From the November 2006 issue

Sherry Picking

One of the wine world’s most exquisite drinks is also its greatest bargain. Go figure By David Lawrason


Image credit: Brian Rea

Help save an endangered species and bring a bottle of sherry to dinner. The wine of an­tiquity and literature, sherry has an image problem these days, as wine drinkers often think of it as too strong or too sweet (most are actually dry) or, worse, as a stuffy old potion best saved for octogenarian aunts. What they don’t know is how great it can be: elegant, deeply nuanced and absolutely dynamite with food. Or that sherry—suffering, somewhat perversely, from deeply depressed prices—is easily the wine world’s most undervalued treasure. Earlier this year while in Jerez, Spain’s sun-soaked sherry-producing region, I tasted the sherries of Lustau, a maker of a particularly smooth, elegant style, as they were paired with food at the Palmera Plaza Hotel.
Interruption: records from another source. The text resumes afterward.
PR #582, opened 2021-05-06
ILMerge the netstandard version as well

matt-richardson:
We ran into an issue internally where the dependencies added in https://github.com/OctopusDeploy/OctopusClients/pull/578 broke downstream builds (https://build.octopushq.com/viewLog.html?buildId=2323447&tab=buildResultsDiv&buildTypeId=Octofront_PublicE2eTests#testNameId-7449192310281387661).

We had previously only ILMerged the net452 version, as dotnet core 2.x didn't support it. This support was added in 3.x (i think).

We had a mention in our [docs about this](https://github.com/OctopusDeploy/docs/blob/master/docs/octopus-rest-api/octopus.client/getting-started.md), but we'd forgotten.

Now we're building with netcore 5 SDK, we can ILMerge ~all the things~ again.

**EDIT**: Turns out if we merge Octopus.TinyTypes.*, we end up with issues deserializing things as we end up with the wrong types coming out the end. So, we've (@MJRichardson, @droyad, @uglybugger and I) changed it so that we only merge the libraries we use internal (newtonsoft.json & octodiff), and we use nuget dependencies to manage pull in the other dependencies.


droyad:
@uglybugger Was the intent of the TinyType addition to expose the tiny types to the consumer? If so this change will make those TinyTypes _different_ types to those defined in the `Octopus.TinyType` project. This means if the consumer uses both they'd have to map between them.

uglybugger (approved):
Sneaky! Well spotted. Thanks for fixing this one!

uglybugger:
> @uglybugger Was the intent of the TinyType addition to expose the tiny types to the consumer? If so this change will make those TinyTypes _different_ types to those defined in the `Octopus.TinyType` project. This means if the consumer uses both they'd have to map between them.

Hmm. Good question. I need to think about this a little more.

_Eventually_ we would like to use the resource types defined `Octopus.Server.MessageContracts`. That's not what _this_ change is about, but eventually we'll want that.

_Right now_, we want `Octopus.Client` to continue using its existing DTOs (which don't use tiny types) so this shouldn't change any behaviours as far as external consumers are concerned. However, our own integration tests use some message contracts whih are defined in the `OctopusDeploy` solution and not exposed at all via `Octopus.Client`. These are the ones which cause the problem, because they use tiny types.

I suspect you're right, in that it might cause our integration tests to fail to compile/link correctly. It might also cause the entire solution to fail to compile depending on where the message contracts are defined (which is in the process of moving).

Could we potentially hold off on merging this change until perhaps early next week? I'm happy to test this PR's NuGet package and see what the implications for Server might be, but I just don't have the capacity today.

matt-richardson:
> Could we potentially hold off on merging this change until perhaps early next week? I'm happy to test this PR's NuGet package and see what the implications for Server might be, but I just don't have the capacity today.

Sure. I was trying to get this through to unblock https://github.com/OctopusDeploy/OctopusTentacle/pull/282, but there's no urgency on that one. I could either push it through with the extra deps, and fix it up later, or just sit on it for a few days.

build/Build.cs
```diff
@@ -95,30 +95,30 @@ class Build : NukeBuild
...
-            new ILRepack(repackSettings).Repack();
-
-            DeleteDirectory(inputFolder);
-            MoveDirectory(outputFolder, inputFolder);
-    });
+                var inputFolder = OctopusClientFolder / "bin" / Configuration / target;
+                var outputFolder = OctopusClientFolder / "bin" / Configuration / $"{target}Merged";
+                EnsureExistingDirectory(outputFolder);
+
+                var assemblyPaths = inputFolder.GlobFiles("NewtonSoft.Json.dll", "Octodiff.*", "Octopus.TinyTypes.dll", "Octopus.TinyTypes.Json.dll", "Octopus.TinyTypes.TypeConverters.dll");
```
matt-richardson, line 104: "Octopus.TinyTypes.dll", "Octopus.TinyTypes.Json.dll", "Octopus.TinyTypes.TypeConverters.dll" shouldn't be added here.
They need to be in the nuspec though.

source/Octopus.Client.E2ETests/InlinedDependenciesFixture.cs
```diff
@@ -47,43 +47,19 @@ public void OneTimeTearDown()
...
-                .FirstOrDefault(x => x.FullName == "Newtonsoft.Json.JsonConvert")
-                .Should()
-                .BeNull("We aren't able to ilmerge Newtonsoft.Json in yet as it's only available from netcore 3");
-        }
 
         [Test]
-        public void HasNotInlinedOctodiff()
+        [TestCase("Newtonsoft.Json", "Newtonsoft.Json.JsonConvert")]
+        [TestCase("Octodiff", "Octodiff.Core.DeltaBuilder")]
+        [TestCase("Octopus.TinyTypes", "Octopus.TinyTypes.CaseInsensitiveStringTinyType")]
```
matt-richardson, line 54: no longer true

build/Build.cs
matt-richardson:
```suggestion
                var assemblyPaths = inputFolder.GlobFiles("NewtonSoft.Json.dll", "Octodiff.*");
```

source/Octopus.Client.E2ETests/InlinedDependenciesFixture.cs
```diff
@@ -47,43 +47,19 @@ public void OneTimeTearDown()
...
+        [TestCase("Octopus.TinyTypes.Json", "TinyTypes.Json.TinyTypeJsonConverter")]
+        [TestCase("Octopus.TinyTypes.TypeConverters", "Octopus.TinyTypes.TypeConverters.TinyTypeConverters")]
```
matt-richardson, line 56:
```suggestion
```

uglybugger (approved):
As discussed - this looks sensible to me. Thank you again for making the changes!

.nuke/build.schema.json
```diff
@@ -68,7 +68,6 @@
               "Clean",
               "Compile",
               "CopyToLocalPackages",
-              "Default",
```
matt-richardson, line 71: We removed the Default target recently, but never updated this file

build/Build.cs
```diff
@@ -25,7 +25,7 @@ class Build : NukeBuild
     // ARGUMENTS
     //////////////////////////////////////////////////////////////////////
     [Parameter] readonly string Configuration = "Release";
-    [Parameter] readonly string SigningCertificatePath = "./certificates/OctopusDevelopment.pfx";
+    [Parameter] readonly string SigningCertificatePath = RootDirectory / "certificates" / "OctopusDevelopment.pfx";
```
matt-richardson, line 28: Crashed locally for some reason as it was a relative path

build/Build.cs
```diff
@@ -95,58 +95,67 @@ class Build : NukeBuild
...
-            new ILRepack(repackSettings).Repack();
-
-            DeleteDirectory(inputFolder);
-            MoveDirectory(outputFolder, inputFolder);
-    });
+                var inputFolder = OctopusClientFolder / "bin" / Configuration / target;
+                var outputFolder = OctopusClientFolder / "bin" / Configuration / $"{target}Merged";
+                EnsureExistingDirectory(outputFolder);
+
+                var assemblyPaths = inputFolder.GlobFiles("NewtonSoft.Json.dll", "Octodiff.*");
```
matt-richardson, line 104: exe for net452, dll for netframework

build/Build.cs
```diff
@@ -95,58 +95,67 @@ class Build : NukeBuild
...
         try
         {
-            ReplaceTextInFiles(OctopusClientFolder / "Octopus.Client.nuspec", "<version>$version$</version>",
+            ReplaceTextInFiles(octopusClientNuspec, "<version>$version$</version>",
                 $"<version>{OctoVersionInfo.FullSemVer}</version>");
 
-            DotNetPack(_ => _
-            .SetProject(OctopusClientFolder)
-            .SetProcessArgumentConfigurator(args =>
+            //ensure our dependencies here match the versions in the csproj
```
matt-richardson, line 134: Bit hacky... Not sure if there's a better way though.

build/Build.cs
uglybugger, line 28: Ooh! Shiny Path.Combine operator from NUKE. I didn't know about this :)

matt-richardson: Yeah, tis very nice.

matt-richardson:
While this isn't perfect, I think it's better than where we are right now.

Unfortunately, while this fixes some of the stuff, we're now back in the realms of `newtonsoft.json` binding issues.
`Tentacle` -> `OctopusClients` -> `Octopus.TinyTypes` -> `newtonsoft.json`

Merging now - we can tackle the `newtonsoft.json` as a separate pr.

The menu matched a delicate, dry Jarana fino (coming soon to Vintages) with sashimi, then rich, creamy sweetbreads with a barely sweet Los Arcos amontillado (reviewed below). For dessert, an unctuous black, raisiny San Emilio played beautifully beside a chocolate and sour orange soufflé. It was one of the most exciting meals of my life. César Saldaña, Jerez’s ambassador of sherry, met recently with chefs and sommeliers here in town, and with any luck his missionary work will manifest on wine lists—and in diners’ glasses. Who knew that saving a species could taste so good?